What to do:
Keep only the lines from the start of the data through the line containing "API Control Plane.", and output them exactly.

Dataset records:

============

PR #3342, opened 2026-09-01
Add cloud Moesif Insights plugin for API Control Plane

Milanka00:
## Purpose

- Add `@wso2-enterprise/apip-cloud-ui-insights`, a shared cloud plugin that embeds Moesif Insights via wrap/basic iframes for **organization** and **project** scope in API Control Plane.
- Register org/project Insights sidebar extensions in `apip-cloud-ui` (`organization-insights`, `project-insights`) with Moesif token fetch via BFF (`GET /proxy/cloud/analytics/id-token`).
- Hide the built-in Insights nav item outside API scope when cloud Insights extensions are loaded, while keeping the built-in API Insights submenu at API scope (Coming soon overlay).
- Same approach has been used for ai-workspace

## Related issues

- https://github.com/wso2-enterprise/apim-saas/issues/2893


Induwara04 (dismissed):

Milanka00:
@coderabbitai approve

portals/cloud-plugins/apip-cloud-ui-insights/src/api/analyticsApi.ts
```diff
@@ -0,0 +1,154 @@
...
+      accept: 'application/json',
+      ...(init?.headers ?? {}),
+    },
+    ...init,
+  });
+  return readJson<T>(response);
+};
+
+/** GET /cloud/analytics/id-token — Moesif dashboard-viewer token for the caller org. */
+export async function fetchViewerToken(): Promise<string> {
```
AnuGayan, line 74: **Severity:** 🔴 blocker
**Subject:** `GET /cloud/analytics/id-token` exists in neither repo, and `/proxy/cloud/*` isn't routed

**Description**
This is the single gate on the whole embed — no token, no iframe. The README says it maps to `wso2cloud/backend/core/internal/moesifmapping/handler/handler.go`. That package doesn't exist at `wso2-enterprise/wso2cloud@bb2b7530`, and no file in either repo contains the string `analytics/id-token` (the only Moesif code in wso2cloud is `backend/billing/internal/integration/moesif`, a metering client). Separately, the BFF mounts `/proxy` → platform-api and `/proxy/<name>` only for *configured* named upstreams (`bff/internal/server/server.go:94,105-117`); this PR adds no `cloud` upstream, so the call falls through to platform-api, which has no such route either. Every org/project Insights page lands on `ErrorState`. Confirmed against `bff/internal/server/server.go:89-118` and greps over both repos at those refs.

**How to verify**
```
cd wso2cloud && git fetch upstream main && git grep -In "moesifmapping" upstream/main   # no hits
git grep -In "analytics/id-token" 54f394d4                                              # no hits
```

**Suggested fix**
Land (or link) the endpoint and the BFF upstream config before merging. If the backend is in flight elsewhere, gate registration on a runtime flag so the sidebar entry doesn't appear against a deployment that can't serve it — `billingProxyEnabled` in `bff/internal/config/runtime_config.go:39-47` is the existing precedent. Not validated against a running deployment; this is a "referenced thing is absent" finding, not a proposed code change.

**Prompt for Claude**
```text
In portals/cloud-plugins/apip-cloud-ui-insights/src/api/analyticsApi.ts (fetchViewerToken)
and its README.md:
1. FIRST verify the finding. Search wso2-enterprise/wso2cloud@main for
   `backend/core/internal/moesifmapping` and for the string "analytics/id-token", and search
   api-platform for the same string. If EITHER produces a real handler serving
   GET /cloud/analytics/id-token, stop and tell me - the finding is wrong.
2. Also check portals/api-control-plane/bff/internal/server/server.go and bff/internal/config
   for whether a named upstream called "cloud" is configured or documented anywhere.
   /proxy/<name> routing only exists for configured upstreams.
3. If the endpoint really is absent: do NOT invent it. Instead make the plugin's registration
   conditional, mirroring the existing billingProxyEnabled pattern in
   bff/internal/config/runtime_config.go:39-47, so the Insights sidebar entry is only
   registered when the deployment advertises the analytics upstream.
4. Must not break: the ai-workspace host registration, or the behaviour where built-in
   Insights stays visible at API scope.
5. Confirm with a test: with the flag absent, cloudExtensions contains no
   'organization-insights'/'project-insights' entry and useNavigationItems still returns the
   built-in 'insights' item at org scope.
```

portals/cloud-plugins/apip-cloud-ui-insights/src/config/runtimeConfig.ts
```diff
@@ -0,0 +1,97 @@
...
+    config?: LegacyWindowConfig;
+    __RUNTIME_CONFIG__?: LegacyWindowConfig;
+  };
+  return {
+    ...(globalWindow.__RUNTIME_CONFIG__ ?? {}),
+    ...(globalWindow.config ?? {}),
+  };
+};
+
+const isProductionEnvironment = () => {
```
AnuGayan: **Severity:** 🔴 blocker
**Subject:** Production silently resolves to `web-dev.moesif.com`

**Description**
`isProductionEnvironment()` reads `environmentName` off `window.__RUNTIME_CONFIG__`, and `configuredMoesifAppUrl()` reads four Moesif aliases off the same object. The ACP BFF emits **exactly three** runtime-config keys — `authMode`, `platformApiBaseUrl`, and conditionally `billingProxyEnabled` (`bff/internal/config/runtime_config.go:31-48`). Neither `environmentName` nor any Moesif key is among them, and this PR adds none. So in any BFF-served deployment `configuredMoesifAppUrl()` is `''` and this falls to the `'local'` default → `https://web-dev.moesif.com`: production analytics rendered from Moesif's dev environment, with the org's viewer token posted to it. The only escape is the build-time `VITE_ENVIRONMENT_NAME`, which no build config here sets. It fails silently — the allowlist accepts web-dev, so nothing logs or errors. Confirmed against `bff/internal/config/runtime_config.go:31-48`.

**How to verify**
Read `buildRuntimeConfig` in `bff/internal/config/runtime_config.go` — the returned map has no `environmentName`. On a BFF-served build, evaluate `window.__RUNTIME_CONFIG__` in the console; the iframe `src` will be `https://web-dev.moesif.com/wrap/basic#auth=post`.

**Suggested fix**
Both halves are needed: have the BFF emit the Moesif host explicitly (same way `platformApiBaseUrl` is force-set there), and make the client fail loudly rather than guess — render `ErrorState` when no allowlisted host is configured. An environment-sniffing default can only be wrong in the direction that points production at the wrong Moesif tenant.

**Prompt for Claude**
```text
In portals/cloud-plugins/apip-cloud-ui-insights/src/config/runtimeConfig.ts:
1. FIRST verify: read portals/api-control-plane/bff/internal/config/runtime_config.go and list
   every key buildRuntimeConfig puts into the map. If "environmentName" or any moesif* key IS
   emitted there, stop and tell me - the finding is wrong.
2. If they are absent, make a missing Moesif host an explicit error rather than a silent
   fallback: let insightsRuntimeConfig.moesifAppUrl be `string | undefined` when nothing
   allowlisted is configured, and have InsightsEmbed render ErrorState ("Insights is not
   configured for this deployment") instead of building an iframe src. Keep
   resolveTrustedMoesifAppUrl's https + allowlist check exactly as it is.
3. Separately add the runtime-config key on the BFF side in buildRuntimeConfig so a real
   deployment can set it, following the platformApiBaseUrl precedent in that same function.
4. Must not break: the moesifEmbed.test.ts allowlist tests, or the InsightsEmbed test that
   mocks insightsRuntimeConfig with an explicit moesifAppUrl.
5. Confirm with a new test: with no window config and no VITE_* env, the embed renders the
   not-configured error and never produces a web-dev.moesif.com iframe src.
```

AnuGayan (commented):
Reviewed against PR head `54f394d4`, plus `wso2-enterprise/wso2cloud@bb2b7530` (upstream main, freshly fetched) for the backend contract the README cites.

The cross-origin handshake is done carefully — https+allowlist on the configured origin, serialized `targetOrigin` on send, and **both** `event.origin` and `event.source === iframe.contentWindow` on receive. Server-side token minting is the right call. The "stale project metadata when switching projects" test targets exactly the bug this component shape invites.

My concern is that the two external contracts the embed depends on don't resolve against anything that exists today — see the two 🔴 inline comments. Everything else is small.

**Also worth a look (not inlined):**
- `readJson` turns *any* 404 into "Insights is not available for this organization", but it's shared by the token call and both project lookups — a missing project reports an org entitlement problem.
- `resolveProjectScope`'s fallback reads only `response.list`, but that response is `{ list, count, pagination }` (`projectClient.ts:57-64`) — breaks past page one. Its `catch {}` also discards 401/403/500 identically to 404.
- ~6,800 lines of `package-lock.json` across two new files. No sibling cloud plugin commits one, and `apip-cloud-ui` had none before this PR — looks like incidental `npm install` output.
- All user-facing strings are inline English, while this PR's own `overlays/api-control-plane/InsightsPage.tsx` uses `FormattedMessage`.
- The body's 4th bullet (`ApiCreationWizard` → `ApiCreatePage`) isn't in this diff — `AppRoutes.tsx` isn't among the 27 files and the identifier doesn't exist at head. The README also documents an `ai-workspace.tsx` registration this PR doesn't add.
- Nits: `embedAttempt` is listed as a dep of the handshake-timeout effect but never read (`handshakeError` already re-triggers it); `retryHandshake` remounts with the *same* token, so a token-rejection stall can only fail again; the two new nav tests shadow the file-level `atOrg`/`atApi` helpers at `useNavigationItems.test.tsx:52-65` and duplicate the extension fixture.

Happy to be wrong on the two blockers if there's a companion backend PR or a cloud-specific BFF build I haven't seen — point me at it and I'll re-check.

portals/cloud-plugins/apip-cloud-ui-insights/src/api/analyticsApi.ts
```diff
@@ -0,0 +1,154 @@
...
+  handler?: string;
+  handle?: string;
+  name?: string;
+  displayName?: string;
+};
+
+const asRecord = (value: unknown): Record<string, unknown> =>
+  value && typeof value === 'object' ? (value as Record<string, unknown>) : {};
+
+const pickProjectHandle = (project: ProjectRecord) =>
```
AnuGayan, line 96: **Severity:** 🟠 major
**Subject:** Matches on `handler`, but the URL segment is the project `id`

**Description**
`resolveProjectScope` re-validates its own successful lookup with `pickProjectHandle(project) === trimmedHandle`, and this prefers `handler → handle → id`. The core treats that same URL segment as the **id**: `ConsoleScopeProvider.tsx:131` matches `item.id === params.projectHandler`, and `projectClient.ts:104` documents "projects are UUID-keyed and the URL handler is that UUID". `toProject` (`api/adapters.ts:164-192`) explicitly models `handler` as a field distinct from `id`, and the GraphQL selection at `projectClient.ts:80-97` selects both separately. So when the payload carries a `handler` different from `id`, the direct lookup is discarded, the list-scan fallback misses the same way, and the user gets `Project "<uuid>" was not found`. Both new tests use payloads with no `handler` — exactly the shape that passes.

**How to verify**
Add a case to the `analyticsApi` block in `moesifEmbed.test.ts` returning `{ id: 'proj-uuid', handler: 'orders', uuid: 'proj-uuid', displayName: 'Orders' }` for `/projects/proj-uuid`; `resolveProjectScope('default', 'proj-uuid')` rejects with "was not found".

**Suggested fix**
```suggestion
const pickProjectHandle = (project: ProjectRecord) =>
  project.id?.trim() ||
  project.handler?.trim() ||
  project.handle?.trim() ||
  '';
```
Not validated against a live platform-api payload — what's confirmed is the divergence from the core's own matching rule, not the exact field set the server returns.

**Prompt for Claude**
```text
In portals/cloud-plugins/apip-cloud-ui-insights/src/api/analyticsApi.ts, pickProjectHandle /
resolveProjectScope:
1. FIRST confirm what the URL's :projectHandler segment actually is. Read
   portals/api-control-plane/src/scope/ConsoleScopeProvider.tsx:131 and
   portals/api-control-plane/src/api/projects/projectClient.ts:100-118. If the core matches the
   route segment against `handler` rather than `id`, stop and tell me - the finding is inverted.
2. If the core matches on `id` (expected), reorder pickProjectHandle to prefer project.id
   before handler/handle so the guard agrees with the core's convention. Leave pickProjectId
   (uuid first) alone - that is the Moesif project_id, a different concern.
3. Must not break: the two existing resolveProjectScope tests in src/utils/moesifEmbed.test.ts.
4. Add a regression test with a payload where handler and id differ
   ({ id: 'proj-uuid', handler: 'orders', uuid: 'proj-uuid', displayName: 'Orders' }) and assert
   resolveProjectScope('default', 'proj-uuid') resolves rather than throwing.
```

portals/cloud-plugins/apip-cloud-ui-insights/src/api/analyticsApi.ts
```diff
@@ -0,0 +1,154 @@
...
+  url: string,
+  init?: RequestInit
+): Promise<T> => {
+  const response = await fetch(url, {
+    credentials: 'include',
+    headers: {
+      accept: 'application/json',
+      ...(init?.headers ?? {}),
+    },
+    ...init,
```
AnuGayan: **Severity:** 🟡 minor
**Subject:** `...init` spread after `headers` discards the merged defaults

**Description**
`...init` comes last and `init` carries `headers`, so the carefully merged `{ accept, ...init.headers }` object is replaced wholesale. `resolveProjectScope`'s two calls therefore go out with only `X-Org-Id` and no `Accept: application/json`. The core's own client sets `Accept` on every request (`api/core/http.ts:87`). Confirmed by reading `fetchJson`.

**How to verify**
In the `resolveProjectScope` tests, assert on the second `fetch` argument: `headers` is `{ 'X-Org-Id': 'default' }` with no `accept` key.

**Suggested fix**
```suggestion
    ...init,
    credentials: 'include',
    headers: {
      accept: 'application/json',
      ...(init?.headers ?? {}),
    },
```
(and drop the now-duplicated `credentials`/`headers` entries above)

**Prompt for Claude**
```text
In portals/cloud-plugins/apip-cloud-ui-insights/src/api/analyticsApi.ts, fetchJson (~line 58):
1. FIRST confirm the bug: the object literal passed to fetch spreads ...init AFTER the headers
   key, so a caller-supplied headers object replaces the merged one instead of extending it. If
   ...init is already spread first, stop - the finding is wrong.
2. If confirmed, reorder so ...init is spread first and credentials/headers are set after it,
   keeping the accept default merged under any caller headers.
3. Must not break: the fetchViewerToken test asserting fetch is called with
   objectContaining({ credentials: 'include' }).
4. Add an assertion that a resolveProjectScope call sends BOTH X-Org-Id and accept.
```

portals/api-control-plane/src/navigation/useNavigationItems.ts
```diff
@@ -86,7 +115,11 @@ export const useNavigationItems = (): NavigationItem[] => {
             })
           : undefined;
         return {
-          group: extension.group,
+          group:
+            CLOUD_INSIGHTS_SIDEBAR_IDS.has(extension.id) &&
```
AnuGayan: **Severity:** 🟡 minor
**Subject:** The `group`/`order` override is a no-op

**Description**
This substitutes `builtinInsightsDefinition.group`/`.order` for the extension's own values. But built-in `insights` is `group: CLUSTER.api` (= `'api'`) and `order: 60` (`navigationRegistry.tsx:60-66,367-370`), and both plugin extensions already declare `group: 'api', order: 60` in `hosts/api-control-plane.tsx`. Neither branch can change any value it computes. What it does do is hardcode two cloud plugin ids into the core nav pipeline — the thing the extension architecture exists to avoid — for zero effect. `isBuiltinInsightsHiddenByCloudPlugin` below does real work and should stay.

**How to verify**
Compare `navigationRegistry.tsx:367-370` against the two `defineCloudPlugin` entries in `portals/cloud-plugins/apip-cloud-ui/src/hosts/api-control-plane.tsx` — `group` and `order` are identical on both sides. Deleting both ternaries leaves every existing test green.

**Suggested fix**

============

Result of the exercise:
PR #3342, opened 2026-09-01
Add cloud Moesif Insights plugin for API Control Plane

Milanka00:
## Purpose

- Add `@wso2-enterprise/apip-cloud-ui-insights`, a shared cloud plugin that embeds Moesif Insights via wrap/basic iframes for **organization** and **project** scope in API Control Plane.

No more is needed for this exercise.